Question

If the discriminant of \[3{x^2} + 2x + a = 0\] is double the discriminant of \[{x^2} - 4x + 2 = 0\], then find the value of \[a\].

Answer 1

Hint: Here, we need to find the value of \[a\]. We will use the formula for discriminant to find the discriminants of the two given equations. Then, we will use the given information from an equation and solve it to find the value of \[a\].

Formula Used:
 We will use the formula of the discriminant of a quadratic equation of the form \[a{x^2} + bx + c = 0\] is given by \[D = {b^2} - 4ac\].

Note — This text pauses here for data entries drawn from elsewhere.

PR #5418, opened 2019-12-12
Revert to CUDA 10.1 Update 1 (10.1.168), add support for Power

fwyzard:
CUDA 10.1 Update 2 and later show a problem with running under MPS (NVIDIA Multi Process Server) or using CUDA Dynamic Parallelism within CMSSW.
While awaiting feedback from NVIDIA, the only solution seems to revert to the latest working version, which was 10.1 Update 1.

Drop the Nsight Compute and Nsigh System tools from the CUDA package, because they are released much more often as external packages.

Add support for CUDA on IBM Power architecture (ppc64le) on Linux.

### DIFF
--- a/cmssw-tool-conf.spec
+++ b/cmssw-tool-conf.spec
@@ -169,13 +169,13 @@ Requires: codechecker-toolfile
 Requires: gcc-checker-plugin-toolfile
 Requires: openldap-toolfile
 Requires: gperftools-toolfile
+Requires: cuda-toolfile
+Requires: cub-toolfile
+Requires: cuda-api-wrappers-toolfile
 
 %if %isnotppc64le_be
 Requires: libunwind-toolfile
 Requires: igprof-toolfile
-Requires: cuda-toolfile
-Requires: cub-toolfile
-Requires: cuda-api-wrappers-toolfile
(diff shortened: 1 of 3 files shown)


fwyzard:
please test

fwyzard:
please test

fwyzard:
@mrodozov @smuzaffar how do I ask to run the tests on Power ?

fwyzard:

fwyzard:

fwyzard:
enable gpu

fwyzard:

fwyzard:
The CUDA part on Power seems to have completed fine ?

smuzaffar:
Yes, cuda part of cmssw build fine for ppc64le

smuzaffar:
+externals
@fwyzard , so cuda builds for all archs (x86_64, aarch64, ppc64le) but cuda gcc combination only works for x86_64 and ppc64le. aarch64 cuda version 10.0 does not support gcc8.

fwyzard:
> aarch64 cuda version 10.0 does not support gcc8.

I know... but there is no newer version officially available, yet :-(

PR #5432, opened 2019-12-16
[OpenLoop-2.1.0] patch up missing lib for 10_6_X 

SiewYan:
continue the Openloop lib sage part2


smuzaffar:
please test

smuzaffar:
please test

smuzaffar:
+externals

openloops.spec
```diff
@@ -23,7 +23,8 @@ link_optimisation = -O2
 EOF
 export SCONSFLAGS="-j %{compiling_processes}"
 ./openloops update --processes generator=0
-./openloops libinstall all.coll
+./openloops libinstall lhc.coll
```
fabiocos, line 26: @SiewYan why this line is still present? This is not in the master version, and it is not strictly needed at this point I would say. Please clarify

SiewYan: Yes, it is not needed. Sorry.

fabiocos: @SiewYan ok, but according to your previous answer it does not harm either, right?

fabiocos:
+1

openloops.spec
SiewYan: yes, it does not though, in the future i will be removed.

PR #22, opened 2016-10-11
Makefiles for examples

syclik:
@ihhub:

- I added makefiles for all the examples, except `qt_framework` (I couldn't get that to build)
- in order to get `blob_detection` to build, I had to include `cmath`. See 0ccc908 (it wouldn't build using the instructions in the readme)
- I've relied on `make` as much as possible. Everything is laid out the same and will be easy for you to maintain. It'll also be clear to someone that knows make. It's always `target : dependencies`.
- Each of the executables are named after the C++ file instead of `application`. That allows the makefile to be minimal since make understands that. If you want everything to be copied, it can be done.
- The way it's set up, it will respect the dependencies listed. It doesn't create a dependency tree by running the compiler on the files. This is easier to deal with especially on a smaller project, but you won't have automatic rebuilding when you change a file that's included by one of those files listed.
- This isn't cross platform, but you already have MSVC projects, so I don't think that's a big deal.
- I updated the doc to include `make`.
- There's also a `make clean` target that removes the executable.
- If you want to change the compiler, you can do so when calling make: `make CXX=clang++`

I think that's it for now.

### DIFF
--- a/PenguinV/Library/blob_detection.cpp
+++ b/PenguinV/Library/blob_detection.cpp
@@ -1,3 +1,4 @@
+#include <cmath>
 #include <numeric>
 #include <queue>
 #include "blob_detection.h"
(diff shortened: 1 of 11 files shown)


ihhub:
Hi!

Thanks for your work.    
- `qt_framework` example is made for QT what is different framework. You cannot compile it using `make`    
- C++ code is cross-platform, project files are not. So it is okay

PR #30, opened 2016-10-26
Using vector::empty() instead of vector::clear()

rab-h-sonmai:
I noticed that function_pool::getSum() is using sum.empty()  before returning.
The return type of which is ignored and the comment next to it seem to imply that clear() was the original intention...?


ihhub:
Yes, you are right. Thanks for the fix!

Issue #56, opened 2017-10-01
Static library compilation


ihhub:
As a library the project should be built as a static library as well. We must add necessary project/make files for this.

From design point of view it's a good practice to put project/make files out of main ```PenguinV\Library``` directory. Recommended path for this is ```PenguinV\build\static_library```

platipo:
Correct me if I'm wrong, you want the sources in Library folder to compile into a static library?

ihhub:
Hi, @platipo ,

Yes, you are correct. Ideally all files and folders within ```Library``` folder (including CUDA code as well).

platipo:
Got a problem:
```
g++ -Wall -g -O0 -pthread -std=c++11 -c penguinv/penguinv.cpp -o penguinv/penguinv.o
In file included from penguinv/penguinv.cpp:1:0:
penguinv/cpu_identification.h:42:3: error: #error "Unknown platform"
  #error "Unknown platform"
   ^~~~~
make: *** [Makefile:21: penguinv/penguinv.o] Error 1
```

platipo:
And also:
```
image_function_neon.cpp:1:10: fatal error: arm_neon.h: No such file or directory
 #include <arm_neon.h>
          ^~~~~~~~~~~~
compilation terminated.
make: *** [Makefile:21: image_function_neon.o] Error 1
```
Even though `$ g++ -march=native -dM -E - </dev/null | grep -i arm` returns nothing.

ihhub:
Library has not been tested for a while under Linux so your suggestion could be correct.

Neon is SIMD instruction set which is only for ARM processors. I assume you compile on x86 processor. But I will make a proper changes for this for avoid such problem.

ihhub:
Closing this issue as we have similar issue.

PR #57, opened 2017-10-01
Add Makefile for static library compilation

platipo:
Unfortunately I cannot test it neither with CUDA nor under Windows.

#56

### DIFF
--- a/PenguinV/unit_tests/cuda/unit_test_helper_cuda.cu
+++ b/PenguinV/unit_tests/cuda/unit_test_helper_cuda.cu
@@ -1,5 +1,6 @@
 #include <cuda_runtime.h>
 #include "../../Library/image_buffer.h"
+#include "../../Library/image_exception.h"
 #include "../../Library/image_function.h"
 #include "../../Library/cuda/cuda_types.cuh"
 #include "../../Library/cuda/cuda_helper.cuh"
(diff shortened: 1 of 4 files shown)


ihhub:
Hi, @platipo ,

Thank you for your efforts!

I had a look at your pull request. I have multiple suggestions/remarks:
1. For me compilation failed with such error:
```
mvcc -std=c++11 -c cuda/cuda_device.cu -o cuda/cuda_device.o
make: mvcc: No such file or directory
make: *** [cuda/cuda_device.o] Error 1
```

I tested on MacOS (Unix system) which does not have CUDA library.

2. CUDA compiler is called ```nvcc```, not ```mvcc``` but it doesn't solve the problem above.

3. We should put a makefile out of ```Library``` folder to do not contaminate source folder. I recommend to put makefile under ```build\static_library``` as for now and put all static files there. Ideally copy header files there too because they are needed to use the library.

4. We should include all files inside Library folder without setting specific names of files. Otherwise every time we have to modify makefile once we add/remove some files. This needs some preparations. You didn't include files like ```image_function_sse.cpp``` or ```image_function_neon.cpp``` because of SIMD restrictions. I will change those files in upcoming days that you can include them easily into makefile.

5. Make a pull request for linux build separately. It's a good practice to do separate commits in separate pull request.

platipo:
1. What flags do you use when compiling with `nvcc`? As In stated I cannot verify the CUDA part
2. Done
3. I think it isn't necessary to reinvent the whell, but we should follow a well known [structure](https://stackoverflow.com/questions/1398445/directory-structure-for-a-c-library#1398594). I suggest you to reorganize the codebase
4. I have to wait until you change the structure for SSE, AVX and SIMD and then I can change the makefile
5. You are right, done

PR #62, opened 2017-10-07
Replace uint32_t with size_t

### LINKED ISSUE #61: uin32_t --> size_t for bigger image support
Most of values are uint32_t while we can use size_t which is same unit32_t in 32 bit applications but uint64_t in 64 bit application which gives to us a support of bigger images support.

**Notes for considerations**: main goal is to change Image classes and respective functions but do not touch code which is 3rd party or related to some standards like Bitmap file management code.

platipo:
Resolves #61

### DIFF
--- a/PenguinV/Library/blob_detection.cpp
+++ b/PenguinV/Library/blob_detection.cpp
@@ -20,32 +20,32 @@ namespace
 
 namespace Blob_Detection
 {
-    const std::vector < uint32_t > & BlobInfo::pointX() const
+    const std::vector < size_t > & BlobInfo::pointX() const
     {
         return _pointX;
     }
 
-    const std::vector < uint32_t > & BlobInfo::pointY() const
+    const std::vector < size_t > & BlobInfo::pointY() const
     {
         return _pointY;
     }
 
-    const std::vector < uint32_t > & BlobInfo::contourX() const
+    const std::vector < size_t > & BlobInfo::contourX() const
     {
         return _contourX;
     }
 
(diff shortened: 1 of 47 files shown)


ihhub:
Hi, @platipo . Thanks for efforts. Looks like you just replace `uint32_t` with `size_t` in all files. There are multiple problems:
1. The pull request has conflicts with `master` branch
2. Right indentation in files is gone
3. Bitmap format does not support size_t aka uint64_t
4. Some CUDA operations do not support uint64_t
5. Png format has it's own formats

platipo:
1. We are here to resolve them
2. This isn't a major problem I'll fix it before merging
3. Why is the description not mentioning it?
4. Same as 3
5. Same as 3

And how can I distinguish between `uint32_t` to replace and the ones to keep?

ihhub:
A good written source code contains less mistakes and it is easy to read by others so indentation is important to maintain a good quality code. Obviously if it was just to replace `uint32_t` by `size_t` in all files I wouldn't have created an issue for this because it is just 1 minute job. I will change description of the issue after deeper look what we need and what we do not need to change.

platipo:
I'm not saying that identation isn't important but that I'll fix the identation before merging because it seems that this PR commits will change again and again.
Regarding identation and contributions I saw no `CONTRIBUTING.md` in this repo, I think we can agree that it's necessary so everyone follow the same workflow and coding style. Here is a [fanstatic example](https://github.com/atom/atom/blob/master/CONTRIBUTING.md).

ihhub:
As described in related issue there no necessary need to do this.

PR #112, opened 2018-10-07
Optimized performance of GetGaussianKernel() by taking invariant comp…

### LINKED ISSUE #96: GetGaussianKernel() optimisation
There are multiple calculations inside loop which we could optimise by calculating temporary results.

NFM-8:
…utations out of loops. Closes #96.


ihhub:
Thanks @NFM-8 for contributing to the project!

Issue #132, opened 2018-10-11
Compilation failure due to missing cpuid.h in Linux systems


0x72D0:
device: raspberry 3B
cpu: cortex-a53
linux kernel: 4.9.35-v7+

I have some problem when I try to compile the unit_tests on arm. I get the following error:

![2018-10-11-015434_1824x984_scrot](https://user-images.githubusercontent.com/16087328/46776128-3ccefb00-ccd8-11e8-8e4d-29bfa7e25476.png)

and when I check in the gcc project config folder, arm don't have cpuid.h:

[x86 files](https://github.com/gcc-mirror/gcc/tree/master/gcc/config/i386)
[arm files](https://github.com/gcc-mirror/gcc/tree/master/gcc/config/arm)

Also the -march=native don't work on the raspberry pi, I have to change it to: 
-mcpu=cortex-a53 -mfpu=neon-vfpv4

ihhub:
@0x72D0 please try this:
In `cpu_id_unix.h` file do following changes:
1. replace
`#include <cpuid.h>`
by
`#ifndef __arm__`
`#include <cpuid.h>`
`#endif`

2. Put a whole body of `isSseSupported` and of `isAvxSupported` functions except last line (`return false;`) into
`#ifndef __arm__`
`        function's body`
`#endif`

If this fix would work please upload a new pull request. No left spaces for `#ifndef` and `#endif` (they should start at the beginning of the line).

ihhub:
@0x72D0 did my suggestion for the fix help?

0x72D0:
sorry I didn't find the time to test it yet... I'm gonna test it this weekend

0x72D0:
ok I succeed to compile it with your suggestion, but it dosen't work with the -march=native. It give me the following error (after the make):

![2018-10-12-210645_1824x984_scrot](https://user-images.githubusercontent.com/16087328/46894826-5487ba00-ce65-11e8-8f3c-3cd20fc97c97.png)

but with -mcpu=cortex-a53 and -mfpu=neon-vfpv4 everything work fine.

ihhub:
Let's open another issue for such case as you fixed original. Please have a look into #138.

PR #136, opened 2018-10-12
fix the cpuid problem with arm processor

0x72D0:
PR for #132


ihhub:
Thanks for your efforts to contributing to the project!

Issue #106, opened 2018-10-05
Neon implementation of Sum function


ihhub:
`Sum()` function is not implemented for NEON (SIMD) yet. Please refer to `image_function_simd.cpp` file.

0x72D0:
I would like to learn more about simd. I will try this one!

ihhub:
Just don't forget to add a unit test of your newly created function for verification (one line code in `unit_test_image_function.cpp`).

ihhub:
@0x72D0 you could also have a look at another SIMD related issue. I've added them recently.

0x72D0:
ok thanks for the proposition, but I think I will stay with this issue. I have a raspberry pi 3B at home and the datasheet of the CPU say it has the neon extension set, so I can test the function on my raspberry pi. The only problem is my lack of experience with the arm architecture, so do you have good reference for the neon extension? For some reason every arm reference manual I came across seems outdated...

ihhub:
@0x72D0 you can refer to http://infocenter.arm.com/help/index.jsp?topic=/com.arm.doc.dui0204j/Bcfjicfj.html (the page could load very slow due to big amount of data).

By the way, please include your new function into performance tests (1 line of code in `performance_test_image_function.cpp`) to see the improvement in speed.

0x72D0:
ok thanks!

PR #145, opened 2018-10-16
add sum to arm neon

0x72D0:
PR for #106 all test unit_pass and performances are good. Here some screenshot ( I disabled a lot of test to avoid useless waiting ):

2018-10-16-023658_1824x984_scrot
2018-10-16-024119_1824x984_scrot

so the normal performance was: 0.16 sec / 0.70 sec / 2.8 sec / 11.12 sec
now the neon performance is:     0.04 sec / 0.17 sec / 1.1 sec / 3.691 sec

### DIFF
--- a/src/image_function_simd.cpp
+++ b/src/image_function_simd.cpp
@@ -1039,6 +1039,36 @@ namespace neon
         }
     }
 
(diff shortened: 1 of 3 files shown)


ihhub:
Thanks a lot for the contribution!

Complete step-by-step answer:
First, we will find the discriminant of a quadratic equation \[3{x^2} + 2x + a = 0\].
Comparing the equations \[3{x^2} + 2x + a = 0\] and \[a{x^2} + bx + c = 0\], we get
\[a = 3\], \[b = 2\], and \[c = a\]
Substituting \[a = 3\], \[b = 2\], and \[c = a\] in the formula \[D = {b^2} - 4ac\], we get
\[ \Rightarrow D = {2^2} - 4\left( 3 \right)\left( a \right)\]
Applying the exponent on the base, we get
\[ \Rightarrow D = 4 - 4\left( 3 \right)\left( a \right)\]
Multiplying the terms in the expression, we get
\[ \Rightarrow D = 4 - 12a\]
Now, we will find the discriminant of a quadratic equation \[{x^2} - 4x + 2 = 0\].
Comparing the equations \[{x^2} - 4x + 2 = 0\] and \[a{x^2} + bx + c = 0\], we get
\[a = 1\], \[b = - 4\], and \[c = 2\]
Substituting \[a = 1\], \[b = - 4\], and \[c = 2\] in the formula \[D = {b^2} - 4ac\], we get
\[ \Rightarrow D = {\left( { - 4} \right)^2} - 4\left( 1 \right)\left( 2 \right)\]
Applying the exponent on the base, we get
\[ \Rightarrow D = 16 - 4\left( 1 \right)\left( 2 \right)\]
Multiplying the terms in the expression, we get
\[ \Rightarrow D = 16 - 8\]
Subtracting the terms in the expression, we get
\[ \Rightarrow D = 8\]
It is given that the discriminant of \[3{x^2} + 2x + a = 0\] is double the discriminant of \[{x^2} - 4x + 2 = 0\].
Therefore, we get the equation
\[ \Rightarrow 4 - 12a = 8\]
This is a linear equation in terms of \[a\]. We will solve this linear equation to find the value of \[a\].
Rewriting the expression, we get
\[ \Rightarrow 12a = 4 - 8\]
Subtracting the terms, we get
\[ \Rightarrow 12a = - 4\]
Dividing both sides of the equation by 12, we get
\[ \Rightarrow \dfrac{{12a}}{{12}} = \dfrac{{ - 4}}{{12}}\]
Thus, we get
\[ \Rightarrow a = - \dfrac{1}{3}\]
\[\therefore \] We get the value of \[a\] as \[ - \dfrac{1}{3}\].

Note: We used the term “quadratic equation” in our solution. A quadratic equation is an equation of degree 2. It is of the form \[a{x^2} + bx + c = 0\], where \[a\] is not equal to 0. A quadratic equation has 2 solutions.
We have formed a linear equation in one variable in terms of \[a\] in the solution. A linear equation in one variable is an equation that can be written in the form \[ax + b = 0\], where \[a\] is not equal to 0, and \[a\] and \[b\] are real numbers. For example, \[x - 100 = 0\] and \[100P - 566 = 0\] are linear equations in one variable \[x\] and \[P\] respectively. A linear equation in one variable has only one solution.